● **Activity**:
Gather up every line from the entries below that uses the word "upstream".

*** Available data ***

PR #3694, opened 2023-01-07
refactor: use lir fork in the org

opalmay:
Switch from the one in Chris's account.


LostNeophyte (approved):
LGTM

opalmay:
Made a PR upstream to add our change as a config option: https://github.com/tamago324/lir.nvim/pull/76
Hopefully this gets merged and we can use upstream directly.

*** End of Available data ***

● **Answer to this problem**:
Made a PR upstream to add our change as a config option: https://github.com/tamago324/lir.nvim/pull/76
Hopefully this gets merged and we can use upstream directly.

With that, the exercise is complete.